A description of how you would use the strategy
Preview
The teacher shows pictures from an informational text to the students. The
students will see the cover of the baby wolf.
Predict
The teacher asks the class for several word predictions and reasons for those
predictions. For example: What words you might find in the book? After nodding
with understanding, the teacher asks for another word prediction and the reason for
it. More students volunteer words, and each time the teacher asks why the student
thinks his or her word will appear in the text.
The students work in groups to record additional predictions on blank cards.

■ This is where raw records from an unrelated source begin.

PR #2837, opened 2025-01-21
APS-1829 - Enhance test app seed job to include bookings

davidatkinsuk:
This commit updates the create test application seed job to support seeding applications with a space bookings. This is required to support load testing.

Example config:

```
creator_username,crn,count,state,premises_qcode
JIMSNOWLDAP,X320741,50,AUTHORISED,
JIMSNOWLDAP,X320741,50,BOOKED,Q713
```

Example output

Screenshot 2025-01-21 at 15 58 30

### DIFF
--- a/src/main/kotlin/uk/gov/justice/digital/hmpps/approvedpremisesapi/seed/cas1/Cas1ApplicationSeedService.kt
+++ b/src/main/kotlin/uk/gov/justice/digital/hmpps/approvedpremisesapi/seed/cas1/Cas1ApplicationSeedService.kt
@@ -1,5 +1,8 @@
 package uk.gov.justice.digital.hmpps.approvedpremisesapi.seed.cas1
 
+import com.google.common.cache.CacheBuilder
+import com.google.common.cache.CacheLoader
+import com.google.common.cache.LoadingCache
 import org.json.JSONObject
 import org.slf4j.LoggerFactory
 import org.springframework.stereotype.Service
@@ -42,6 +45,7 @@ import java.io.IOException
 import java.time.LocalDate
 import java.time.OffsetDateTime
 import java.util.UUID
+import java.util.concurrent.TimeUnit
 
 @SuppressWarnings("MagicNumber", "TooGenericExceptionCaught")
 @Service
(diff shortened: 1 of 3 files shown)


src/main/kotlin/uk/gov/justice/digital/hmpps/approvedpremisesapi/seed/cas1/Cas1ApplicationSeedService.kt
```diff
@@ -327,32 +393,37 @@ class Cas1ApplicationSeedService(
...
+@SuppressWarnings("MagicNumber")
+@Service
+class Cas1ApplicationSeedServiceCaches(
+  private val offenderService: OffenderService,
+) {
 
-  private fun loadFixtureAsResource(filename: String): String {
-    val path = "db/seed/local+dev+test/cas1_application_data/$filename"
+  var personInfoCache: LoadingCache<String, PersonInfoResult.Success.Full> = CacheBuilder.newBuilder()
+    .maximumSize(10000)
```
gregkhawkins, line 405: assume this is a safeguard and we are always below 10,000? Can see (if you did deep enough) we orchestrate calls to Delius which I assume is why we are doing this.

src/main/kotlin/uk/gov/justice/digital/hmpps/approvedpremisesapi/seed/cas1/Cas1ApplicationSeedService.kt
```diff
@@ -109,14 +144,24 @@ class Cas1ApplicationSeedService(
...
       }
+      ApplicationState.BOOKED -> {
+        val application = createApplicationPendingSubmission(deliusUserName, crn)
+        submitApplication(application)
+        assessAndAcceptApplication(application)
+        val premises = premisesRepository.findByQCode(premisesQCode!!)!!
+        createSpaceBooking(
+          application,
+          premises,
+        )
```
gregkhawkins, line 155: nice!

gregkhawkins (approved):

src/main/kotlin/uk/gov/justice/digital/hmpps/approvedpremisesapi/seed/cas1/Cas1ApplicationSeedService.kt
davidatkinsuk: I think i just copied the example :) in reality i think cache size of 1 is sufficient because we keep using the same CRN :)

Each group sorts its words into meaningful categories and labels each category.
Category labels are shared with the entire class.
Each group selects from among its cards a word that the group members think
every other group will have, a word the members think no other group will have,
and a word the members find interesting. These words are written on sentence
strips, and a representative from each group shares the three words.
The teacher leads a discussion about the words that have been shared, including
their possible context in the book.
Confirm
The students listen to or read the book, confirming predictions as the text is read.
The students compare the authors selection and use of words with their own and
discuss the benefits of previewing a book in this way.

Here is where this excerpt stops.